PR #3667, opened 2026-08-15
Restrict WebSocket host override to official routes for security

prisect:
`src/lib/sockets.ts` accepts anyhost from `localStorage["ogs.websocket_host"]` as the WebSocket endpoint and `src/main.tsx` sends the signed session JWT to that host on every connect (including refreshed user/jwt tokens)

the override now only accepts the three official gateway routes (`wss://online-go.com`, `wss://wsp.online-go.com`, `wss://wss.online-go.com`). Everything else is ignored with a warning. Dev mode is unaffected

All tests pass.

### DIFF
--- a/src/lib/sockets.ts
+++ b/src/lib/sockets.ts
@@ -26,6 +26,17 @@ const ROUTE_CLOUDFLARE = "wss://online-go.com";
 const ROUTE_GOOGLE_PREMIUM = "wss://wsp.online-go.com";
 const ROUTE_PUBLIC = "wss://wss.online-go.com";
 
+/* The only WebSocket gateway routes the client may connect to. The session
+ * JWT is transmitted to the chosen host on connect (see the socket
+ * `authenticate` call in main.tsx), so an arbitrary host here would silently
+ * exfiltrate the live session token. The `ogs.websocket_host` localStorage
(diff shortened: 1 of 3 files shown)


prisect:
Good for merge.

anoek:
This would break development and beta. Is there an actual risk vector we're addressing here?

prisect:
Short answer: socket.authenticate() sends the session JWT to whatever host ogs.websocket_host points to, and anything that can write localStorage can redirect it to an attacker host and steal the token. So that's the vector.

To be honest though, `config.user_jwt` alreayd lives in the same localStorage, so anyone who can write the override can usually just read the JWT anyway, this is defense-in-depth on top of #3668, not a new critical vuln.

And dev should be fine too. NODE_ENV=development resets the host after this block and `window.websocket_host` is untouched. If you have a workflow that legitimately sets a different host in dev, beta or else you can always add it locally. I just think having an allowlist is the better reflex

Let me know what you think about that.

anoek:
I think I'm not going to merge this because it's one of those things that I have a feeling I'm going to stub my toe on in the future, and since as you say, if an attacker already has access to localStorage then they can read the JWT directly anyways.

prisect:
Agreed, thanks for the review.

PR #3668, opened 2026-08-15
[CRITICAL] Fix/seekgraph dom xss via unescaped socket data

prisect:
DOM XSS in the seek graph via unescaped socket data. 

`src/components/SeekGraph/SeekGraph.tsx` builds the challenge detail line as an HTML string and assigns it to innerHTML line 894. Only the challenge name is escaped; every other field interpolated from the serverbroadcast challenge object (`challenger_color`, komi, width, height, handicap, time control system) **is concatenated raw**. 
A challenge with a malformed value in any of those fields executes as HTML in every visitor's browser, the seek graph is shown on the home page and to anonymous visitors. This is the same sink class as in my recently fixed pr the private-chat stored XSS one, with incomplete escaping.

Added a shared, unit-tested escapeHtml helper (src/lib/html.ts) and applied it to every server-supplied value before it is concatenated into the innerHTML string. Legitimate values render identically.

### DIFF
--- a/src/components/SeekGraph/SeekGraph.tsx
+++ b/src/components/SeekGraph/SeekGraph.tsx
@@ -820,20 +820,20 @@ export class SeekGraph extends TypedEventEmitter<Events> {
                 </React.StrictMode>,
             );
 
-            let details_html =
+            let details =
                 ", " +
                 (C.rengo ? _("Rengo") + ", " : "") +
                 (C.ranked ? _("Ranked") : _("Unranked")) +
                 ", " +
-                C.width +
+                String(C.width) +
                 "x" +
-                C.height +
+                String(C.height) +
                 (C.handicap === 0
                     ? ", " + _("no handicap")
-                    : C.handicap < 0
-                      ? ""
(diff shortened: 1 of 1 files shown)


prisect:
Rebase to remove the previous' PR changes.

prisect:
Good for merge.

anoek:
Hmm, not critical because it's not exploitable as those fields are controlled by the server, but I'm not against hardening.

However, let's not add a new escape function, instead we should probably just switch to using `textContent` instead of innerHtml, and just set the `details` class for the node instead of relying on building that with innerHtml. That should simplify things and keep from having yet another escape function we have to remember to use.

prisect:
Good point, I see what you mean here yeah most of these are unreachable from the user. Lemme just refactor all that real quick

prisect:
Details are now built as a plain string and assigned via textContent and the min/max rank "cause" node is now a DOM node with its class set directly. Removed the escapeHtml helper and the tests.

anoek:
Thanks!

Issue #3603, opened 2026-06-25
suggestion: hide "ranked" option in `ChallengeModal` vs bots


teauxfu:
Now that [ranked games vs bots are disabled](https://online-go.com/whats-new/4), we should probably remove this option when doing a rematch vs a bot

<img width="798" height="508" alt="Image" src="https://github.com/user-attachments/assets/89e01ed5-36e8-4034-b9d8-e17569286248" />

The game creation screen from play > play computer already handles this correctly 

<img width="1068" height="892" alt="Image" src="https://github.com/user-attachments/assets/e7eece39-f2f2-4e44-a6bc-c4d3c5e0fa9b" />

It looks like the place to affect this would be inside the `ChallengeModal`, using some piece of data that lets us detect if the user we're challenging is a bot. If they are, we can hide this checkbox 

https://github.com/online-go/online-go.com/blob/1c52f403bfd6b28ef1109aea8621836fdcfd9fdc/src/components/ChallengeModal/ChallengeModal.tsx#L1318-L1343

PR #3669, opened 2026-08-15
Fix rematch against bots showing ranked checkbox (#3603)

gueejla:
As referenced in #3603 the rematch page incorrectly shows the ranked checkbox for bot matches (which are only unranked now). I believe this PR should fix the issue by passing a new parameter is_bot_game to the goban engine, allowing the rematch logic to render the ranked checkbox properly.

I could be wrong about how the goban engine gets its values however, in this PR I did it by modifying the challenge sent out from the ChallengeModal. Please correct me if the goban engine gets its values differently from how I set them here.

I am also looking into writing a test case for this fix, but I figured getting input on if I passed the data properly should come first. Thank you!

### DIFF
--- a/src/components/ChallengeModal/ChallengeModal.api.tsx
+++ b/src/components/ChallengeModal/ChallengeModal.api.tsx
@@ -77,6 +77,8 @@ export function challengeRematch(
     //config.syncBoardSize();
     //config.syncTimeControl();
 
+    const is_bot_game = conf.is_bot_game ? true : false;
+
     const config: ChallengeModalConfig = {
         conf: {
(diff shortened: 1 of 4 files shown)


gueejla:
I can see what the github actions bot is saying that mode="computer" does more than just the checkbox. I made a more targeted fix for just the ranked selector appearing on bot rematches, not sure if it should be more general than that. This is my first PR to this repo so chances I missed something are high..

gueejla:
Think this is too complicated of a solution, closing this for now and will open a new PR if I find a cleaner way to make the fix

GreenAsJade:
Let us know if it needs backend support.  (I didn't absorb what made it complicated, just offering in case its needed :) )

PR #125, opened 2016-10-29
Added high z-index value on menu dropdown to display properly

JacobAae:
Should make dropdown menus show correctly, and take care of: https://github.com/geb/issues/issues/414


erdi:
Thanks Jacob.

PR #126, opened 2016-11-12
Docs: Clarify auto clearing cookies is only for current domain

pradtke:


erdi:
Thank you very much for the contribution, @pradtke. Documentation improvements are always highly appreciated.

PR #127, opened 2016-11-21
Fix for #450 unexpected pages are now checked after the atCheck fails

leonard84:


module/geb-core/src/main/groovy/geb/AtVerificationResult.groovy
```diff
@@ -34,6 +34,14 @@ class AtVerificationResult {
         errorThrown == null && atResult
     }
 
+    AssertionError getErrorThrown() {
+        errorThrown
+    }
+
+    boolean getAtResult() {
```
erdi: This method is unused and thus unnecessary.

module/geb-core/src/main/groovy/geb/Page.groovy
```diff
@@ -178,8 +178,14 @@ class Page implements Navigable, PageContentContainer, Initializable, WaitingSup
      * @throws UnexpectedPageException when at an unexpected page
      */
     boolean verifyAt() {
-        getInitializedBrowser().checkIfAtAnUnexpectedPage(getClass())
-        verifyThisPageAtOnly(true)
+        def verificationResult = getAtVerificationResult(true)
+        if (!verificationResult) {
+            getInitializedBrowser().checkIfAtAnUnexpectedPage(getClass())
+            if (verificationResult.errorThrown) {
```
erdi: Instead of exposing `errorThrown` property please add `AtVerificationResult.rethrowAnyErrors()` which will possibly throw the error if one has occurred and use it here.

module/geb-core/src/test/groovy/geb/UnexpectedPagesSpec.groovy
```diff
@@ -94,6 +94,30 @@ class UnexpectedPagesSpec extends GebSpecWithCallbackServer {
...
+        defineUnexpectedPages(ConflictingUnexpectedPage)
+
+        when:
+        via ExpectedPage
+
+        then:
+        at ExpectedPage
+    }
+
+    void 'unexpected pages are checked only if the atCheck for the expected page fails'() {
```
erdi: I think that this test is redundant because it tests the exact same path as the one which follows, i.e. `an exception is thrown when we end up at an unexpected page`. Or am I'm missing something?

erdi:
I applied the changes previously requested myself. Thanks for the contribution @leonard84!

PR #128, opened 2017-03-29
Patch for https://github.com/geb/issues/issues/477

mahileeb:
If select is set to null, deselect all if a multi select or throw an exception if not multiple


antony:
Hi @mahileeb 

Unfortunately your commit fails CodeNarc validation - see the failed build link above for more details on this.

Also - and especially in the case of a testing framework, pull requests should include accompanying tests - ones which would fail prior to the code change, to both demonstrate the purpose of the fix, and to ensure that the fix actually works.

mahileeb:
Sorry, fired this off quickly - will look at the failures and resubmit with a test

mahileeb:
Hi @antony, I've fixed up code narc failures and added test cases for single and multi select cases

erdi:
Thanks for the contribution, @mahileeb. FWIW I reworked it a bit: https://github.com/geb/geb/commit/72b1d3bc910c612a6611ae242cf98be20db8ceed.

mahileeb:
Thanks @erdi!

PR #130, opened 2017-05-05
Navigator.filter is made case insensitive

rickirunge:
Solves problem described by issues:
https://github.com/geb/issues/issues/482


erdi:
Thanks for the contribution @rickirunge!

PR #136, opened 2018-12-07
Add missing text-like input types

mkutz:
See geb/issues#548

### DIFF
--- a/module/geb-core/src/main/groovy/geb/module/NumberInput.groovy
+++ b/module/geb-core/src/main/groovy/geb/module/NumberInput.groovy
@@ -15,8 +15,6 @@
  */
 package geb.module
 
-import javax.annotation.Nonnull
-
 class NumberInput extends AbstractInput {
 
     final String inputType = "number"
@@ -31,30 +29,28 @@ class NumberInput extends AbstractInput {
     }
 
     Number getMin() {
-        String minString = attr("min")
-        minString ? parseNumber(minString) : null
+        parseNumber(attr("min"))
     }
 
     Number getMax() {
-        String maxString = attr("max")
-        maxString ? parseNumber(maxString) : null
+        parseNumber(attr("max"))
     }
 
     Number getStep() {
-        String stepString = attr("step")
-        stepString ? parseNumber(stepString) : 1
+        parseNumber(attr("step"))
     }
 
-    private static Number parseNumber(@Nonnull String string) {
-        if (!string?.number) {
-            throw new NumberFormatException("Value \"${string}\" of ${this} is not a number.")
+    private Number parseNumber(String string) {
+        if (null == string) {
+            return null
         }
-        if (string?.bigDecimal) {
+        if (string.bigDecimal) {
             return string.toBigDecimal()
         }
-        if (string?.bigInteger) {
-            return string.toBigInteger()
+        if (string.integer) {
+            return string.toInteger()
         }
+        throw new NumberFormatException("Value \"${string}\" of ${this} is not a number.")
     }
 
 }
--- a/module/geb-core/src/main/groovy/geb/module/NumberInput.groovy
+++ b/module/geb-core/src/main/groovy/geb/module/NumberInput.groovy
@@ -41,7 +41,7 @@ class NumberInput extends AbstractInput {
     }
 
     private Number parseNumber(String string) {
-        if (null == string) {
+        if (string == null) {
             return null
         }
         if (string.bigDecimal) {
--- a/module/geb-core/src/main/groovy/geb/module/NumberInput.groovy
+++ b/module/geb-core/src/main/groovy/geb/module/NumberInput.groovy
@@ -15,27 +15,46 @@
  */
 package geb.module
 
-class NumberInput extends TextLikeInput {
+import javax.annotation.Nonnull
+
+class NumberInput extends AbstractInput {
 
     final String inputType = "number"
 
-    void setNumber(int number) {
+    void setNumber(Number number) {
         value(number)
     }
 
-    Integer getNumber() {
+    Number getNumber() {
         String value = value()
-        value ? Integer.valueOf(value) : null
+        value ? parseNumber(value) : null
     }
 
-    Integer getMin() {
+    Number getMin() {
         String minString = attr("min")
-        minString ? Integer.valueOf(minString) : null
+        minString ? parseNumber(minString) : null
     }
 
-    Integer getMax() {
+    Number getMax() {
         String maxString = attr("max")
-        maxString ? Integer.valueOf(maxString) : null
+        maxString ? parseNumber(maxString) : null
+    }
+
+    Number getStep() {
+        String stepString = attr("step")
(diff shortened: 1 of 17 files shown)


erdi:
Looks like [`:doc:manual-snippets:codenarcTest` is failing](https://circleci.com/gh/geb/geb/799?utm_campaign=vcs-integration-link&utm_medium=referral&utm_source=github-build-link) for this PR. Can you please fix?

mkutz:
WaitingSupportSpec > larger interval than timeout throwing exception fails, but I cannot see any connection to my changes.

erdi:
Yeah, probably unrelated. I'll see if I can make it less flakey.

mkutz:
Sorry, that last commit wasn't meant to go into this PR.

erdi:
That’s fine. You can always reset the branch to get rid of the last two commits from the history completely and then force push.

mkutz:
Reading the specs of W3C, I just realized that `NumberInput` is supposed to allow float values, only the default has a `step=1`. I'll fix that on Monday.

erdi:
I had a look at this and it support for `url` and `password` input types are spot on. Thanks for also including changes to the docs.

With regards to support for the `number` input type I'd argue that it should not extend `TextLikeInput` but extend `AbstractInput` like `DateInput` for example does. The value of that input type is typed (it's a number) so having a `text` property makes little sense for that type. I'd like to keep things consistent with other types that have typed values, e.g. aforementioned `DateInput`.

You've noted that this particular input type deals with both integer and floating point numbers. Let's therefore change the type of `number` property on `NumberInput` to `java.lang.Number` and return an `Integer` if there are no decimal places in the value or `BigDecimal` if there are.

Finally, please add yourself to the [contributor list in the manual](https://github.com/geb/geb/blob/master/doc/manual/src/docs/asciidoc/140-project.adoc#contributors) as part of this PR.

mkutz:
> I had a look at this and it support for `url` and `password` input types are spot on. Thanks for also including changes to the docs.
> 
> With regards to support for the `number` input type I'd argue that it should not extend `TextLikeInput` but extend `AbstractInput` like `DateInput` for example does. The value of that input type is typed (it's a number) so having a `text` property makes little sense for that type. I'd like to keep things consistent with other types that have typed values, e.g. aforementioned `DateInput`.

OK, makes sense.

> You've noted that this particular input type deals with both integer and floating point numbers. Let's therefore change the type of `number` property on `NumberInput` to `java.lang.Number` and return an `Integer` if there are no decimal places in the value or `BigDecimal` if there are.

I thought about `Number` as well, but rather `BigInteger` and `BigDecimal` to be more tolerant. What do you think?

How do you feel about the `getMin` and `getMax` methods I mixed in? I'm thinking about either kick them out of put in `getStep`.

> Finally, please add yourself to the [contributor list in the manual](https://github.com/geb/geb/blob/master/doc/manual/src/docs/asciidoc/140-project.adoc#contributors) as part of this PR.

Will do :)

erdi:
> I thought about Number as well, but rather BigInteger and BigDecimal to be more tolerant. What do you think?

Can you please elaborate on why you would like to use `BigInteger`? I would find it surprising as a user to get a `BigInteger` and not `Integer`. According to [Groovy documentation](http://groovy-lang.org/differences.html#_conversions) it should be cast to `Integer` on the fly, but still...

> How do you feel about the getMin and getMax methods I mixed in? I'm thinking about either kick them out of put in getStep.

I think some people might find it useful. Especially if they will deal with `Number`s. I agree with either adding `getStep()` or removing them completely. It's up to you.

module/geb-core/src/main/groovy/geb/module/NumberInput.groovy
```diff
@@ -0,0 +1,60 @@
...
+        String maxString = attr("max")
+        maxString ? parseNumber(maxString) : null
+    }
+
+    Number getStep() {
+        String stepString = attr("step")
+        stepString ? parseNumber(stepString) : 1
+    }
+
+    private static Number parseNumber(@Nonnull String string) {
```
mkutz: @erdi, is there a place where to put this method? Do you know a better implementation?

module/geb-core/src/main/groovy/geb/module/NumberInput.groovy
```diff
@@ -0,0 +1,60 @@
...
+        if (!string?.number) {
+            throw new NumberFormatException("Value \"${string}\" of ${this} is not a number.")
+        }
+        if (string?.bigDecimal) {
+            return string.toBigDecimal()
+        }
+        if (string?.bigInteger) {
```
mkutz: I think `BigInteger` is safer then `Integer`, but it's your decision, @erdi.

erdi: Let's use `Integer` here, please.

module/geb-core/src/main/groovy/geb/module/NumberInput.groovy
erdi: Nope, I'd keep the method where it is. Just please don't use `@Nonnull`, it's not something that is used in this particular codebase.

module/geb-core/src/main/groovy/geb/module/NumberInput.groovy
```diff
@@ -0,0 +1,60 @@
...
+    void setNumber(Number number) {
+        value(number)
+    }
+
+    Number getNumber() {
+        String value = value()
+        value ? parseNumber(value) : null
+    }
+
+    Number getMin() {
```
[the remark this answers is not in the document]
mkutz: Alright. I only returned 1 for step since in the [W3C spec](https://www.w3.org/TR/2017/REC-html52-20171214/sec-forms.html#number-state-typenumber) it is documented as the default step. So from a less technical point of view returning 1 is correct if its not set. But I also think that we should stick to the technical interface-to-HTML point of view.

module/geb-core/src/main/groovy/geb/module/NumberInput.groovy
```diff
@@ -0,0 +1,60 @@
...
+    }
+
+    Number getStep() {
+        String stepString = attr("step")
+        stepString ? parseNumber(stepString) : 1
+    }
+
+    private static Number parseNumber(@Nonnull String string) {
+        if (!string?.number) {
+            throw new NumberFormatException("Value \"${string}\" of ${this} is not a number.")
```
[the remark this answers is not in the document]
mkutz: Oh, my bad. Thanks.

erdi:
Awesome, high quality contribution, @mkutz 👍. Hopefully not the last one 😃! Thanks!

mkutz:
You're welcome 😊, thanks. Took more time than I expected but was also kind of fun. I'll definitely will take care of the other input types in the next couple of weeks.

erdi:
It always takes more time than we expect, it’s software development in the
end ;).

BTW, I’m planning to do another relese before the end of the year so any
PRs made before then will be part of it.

WORK REQUIRED:
Your task is to quote the lines above, beginning with the first and ending with the one that holds "refreshed user/jwt tokens)".

RESULT OF THIS EXERCISE:
PR #3667, opened 2026-08-15
Restrict WebSocket host override to official routes for security

prisect:
`src/lib/sockets.ts` accepts anyhost from `localStorage["ogs.websocket_host"]` as the WebSocket endpoint and `src/main.tsx` sends the signed session JWT to that host on every connect (including refreshed user/jwt tokens)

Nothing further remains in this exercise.